# beeswax molds?



## Heritage (May 10, 2005)

I've seen beeswax sold in 1 and 5 lb sizes in a hexagonal shape with a honeycomb pattern (some with a small flying bee on it). I've been looking for a mold similar to this but with no luck. Does anyone know where I can find these? Thanks.


----------



## power napper (Apr 2, 2005)

Do not know where to get the five pound size however "GloryBee Foods has many sizes up to a one pound cavity. www.GloryBeeFoods dot com or call (800) 456 7923


----------



## Dick Allen (Sep 4, 2004)

B&B Honey Farm www.bbhoneyfarm.com also carries the hexagonal molds with the imprinted word 'beeswax'. 
http://www.bbhoneyfarm.com/LG_display.cfm?page_number=44 They range in size from 1 oz. to 16 oz.
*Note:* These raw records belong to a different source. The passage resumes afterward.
PR #349, opened 2015-03-05
Fix nginx rewrite redirects when box is behind port masquerading

Toilal:
Current nginx redirects doesn't work when nginx is behind a port masquerading.

For example, if NAT router maps `tcp/18443` to `tcp/443`, trying to access `https://mailinabox:18443/mail` redirects to `https://mailinabox/mail/` instead of `https://mailinbox:18443/mail/`

It can be really common using docker (docker run -p `18443:443` ...).

### DIFF
--- a/conf/nginx-primaryonly.conf
+++ b/conf/nginx-primaryonly.conf
@@ -8,9 +8,9 @@
 	}
 
 	# ownCloud configuration.
-	rewrite ^/cloud$ /cloud/ redirect;
+	rewrite ^/cloud$ $scheme://$http_host/cloud/ redirect;
 	rewrite ^/cloud/$ /cloud/index.php;
-	rewrite ^/cloud/(contacts|calendar|files)$ /cloud/index.php/apps/$1/ redirect;
+	rewrite ^/cloud/(contacts|calendar|files)$ $scheme://$http_host/cloud/index.php/apps/$1/ redirect;
 	rewrite ^(/cloud/core/doc/[^\/]+/)$ $1/index.html;
 	location /cloud/ {
 		alias /usr/local/lib/owncloud/;
@@ -50,6 +50,6 @@
 	}
 	rewrite ^/.well-known/host-meta /cloud/public.php?service=host-meta last;
 	rewrite ^/.well-known/host-meta.json /cloud/public.php?service=host-meta-json last;
-	rewrite ^/.well-known/carddav /cloud/remote.php/carddav/ redirect;
-	rewrite ^/.well-known/caldav /cloud/remote.php/caldav/ redirect;
+	rewrite ^/.well-known/carddav $scheme://$http_host/cloud/remote.php/carddav/ redirect;
+	rewrite ^/.well-known/caldav $scheme://$http_host/cloud/remote.php/caldav/ redirect;
 
--- a/conf/nginx.conf
+++ b/conf/nginx.conf
@@ -62,7 +62,7 @@ server {
 	}
 
 	# Roundcube Webmail configuration.
-	rewrite ^/mail$ /mail/ redirect;
+	rewrite ^/mail$ $scheme://$http_host/mail/ redirect;
 	rewrite ^/mail/$ /mail/index.php;
 	location /mail/ {
 		index index.php;


JoshData:
I'm not entirely sure I understand how this fixes it.

Maybe `port_in_redirect off;` would be an easier solution.

Toilal:
I tried `port_in_redirect off`, but it doesn't work ... Don't know why, because from what I can read in nginx docs, it should ...

Toilal:
I've tried again with `port_in_redirect off`, and it works now ! I must have something wrong before, i'll update to use `port_in_redirect off` instead.

Toilal:
No sorry, false positive :(

Toilal:
With `port_in_redirect` : 
```
        port_in_redirect on;
        rewrite ^/mail$ /mail/ redirect;
```
here's the output when I try to access `https://localhost:18443/mail` (rewrite_log on;)

```
2015/03/05 14:08:06 [notice] 4678#0: *3 "^/mail$" matches "/mail", client: 172.17.42.1, server: localhost, request: "GET /mail HTTP/1.1", host: "localhost:18443"
2015/03/05 14:08:06 [notice] 4678#0: *3 rewritten redirect: "/mail/", client: 172.17.42.1, server: localhost, request: "GET /mail HTTP/1.1", host: "localhost:18443"
```

And browser receive location header `https://localhost/mail/`, redirection fails.

With `rewrite ^/mail$ $scheme://$http_host/mail/ redirect;`

```
2015/03/05 14:15:03 [notice] 4705#0: *8 "^/mail$" matches "/mail", client: 172.17.42.1, server: localhost, request: "GET /mail HTTP/1.1", host: "localhost:18443"
2015/03/05 14:15:03 [notice] 4705#0: *8 rewritten redirect: "https://localhost:18443/mail/", client: 172.17.42.1, server: localhost, request: "GET /mail HTTP/1.1", host: "localhost:18443"
```

And browser receive location header `https://localhost:18443/mail/`, redirection works.

JoshData:
So... This significantly complicates the config, and I think this is an awkward use case. The box definitely needs to be listening on 25, 587, etc., and so I would just like to say it has to listen on 443 too.

Toilal:
I've writen this PR mainly for dockerization.

When running docker with `-p 1443:443` accessing `https://localhost:1443` fails because of those redirects. It really makes sense, because on my server `tcp/443` is already used by other services.

If you don't want to merge this PR, I could implement it in Dockerfile of my docker branch (using `sed`).

Do you think it's better to maintain dockerization in this repository, or in another repository ?

JoshData:
> Do you think it's better to maintain dockerization in this repository, or in another repository ?

Here. But I don't think Dockerization changes what the project's requirements can be with respect to what ports have to be publicly available.

Toilal:
I understand. My server is already running an HTTP Server listening on 80 & 443, so I can't run mailinabox docker container on port 443. I think it will be a common issue in real world docker use case, and that's exactly why I need to run mailinabox in docker.

Currently, I run docker using `-p 1443:443`, and I configure a reverse proxy on the host to make it available on port 443 publicy (reverse proxy is based on the domain name, so it doesn't change path part of the requested urls).

One solution is to perform changes from this PR in the Dockerfile using sed. Do you think it's OK ?

I've already made some others changes to remove docker reference et specific code from installation scripts. I'll make a PR for docker really soon now, rebased on current master (but owncloud is still failing when running a new container using an existing data volume).

JoshData:
> One solution is to perform changes from this PR in the Dockerfile using sed. Do you think it's OK ?

No it's confusing. Let's get a PR that has minimal changes needed to get Docker working without unnecessarily changing any semantics of the project. Then we can get back to extending functionality.

>  (but owncloud is still failing when running a new container using an existing data volume).

Hold off on that for a moment. I'm working on getting the update to 8.0.2 working. Needs some serious work in ownclouse.sh.

Thanks.

djmaze:
> Currently, I run docker using -p 1443:443, and I configure a reverse proxy on the host to make it available on port 443 publicy (reverse proxy is based on the domain name, so it doesn't change path part of the requested urls).

@Toilal So you are configuring the SSL certificates in the container as well as on the host, which means every request will go through two SSL endpoints? It would be more efficient to have an "allow-http option" where the container would serve the site on http directly instead of redirecting to https. That makes it friendlier for reverse proxies.

djmaze:
> Currently, I run docker using -p 1443:443, and I configure a reverse proxy on the host to make it available on port 443 publicy (reverse proxy is based on the domain name, so it doesn't change path part of the requested urls).

@Toilal So you are configuring the SSL certificates in the container as well as on the host, which means every request will go through two SSL endpoints? It would be more efficient to have an "allow-http option" where the container would serve the site on http directly instead of redirecting to https. 

That makes it friendlier for reverse proxies. (What's more, it would become compatible with [nginx-proxy](https://github.com/jwilder/nginx-proxy), which I am using.)

Toilal:
You are right, it's a bit messy and not good for performance.

For performance in this case, mailinabox nginx should listen on a named pipe without SSL encryption, and share this named pipe through a volume.

Toilal:
Does nginx-proxy support UNIX domain socket as backend ?

djmaze:
No, it doesn't. This might not even be possible with the approach nginx-proxy uses. (It would have to bind-mount the domain socket from a newly started container onto a _unique_ path in its own running container - on the fly.)

It would be possible to change nginx-proxy to allow for SSL connections to backends. But I am not comfortable with doing this unnecessary double-SSL-thing, decrypting and encrypting data again on the way to its final destination.

I think the http-port-based approach is a good enough solution which doesn't have much of a performance impact. You don't even need to expose the port onto the host, so there is no need to firewall anything in addition.

JoshData:
Folks, I'm going to close this. I want the box to know what its public address is. You've just got to find a way to access it over port 443.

Much larger than that and you can have problems with your molded wax cracking as it cools. These are hard plastic sheets and would probably need mold release sprayed into them before pouring wax. AFAIK, they don't have a minimum order. GloryBee requires a $30 minimum order.


Here's another site that carries them:
http://www.pourette.com/dept.asp?d_id=7004&l1=7000&l2=7004

[ January 16, 2006, 01:26 PM: Message edited by: Dick Allen ]


----------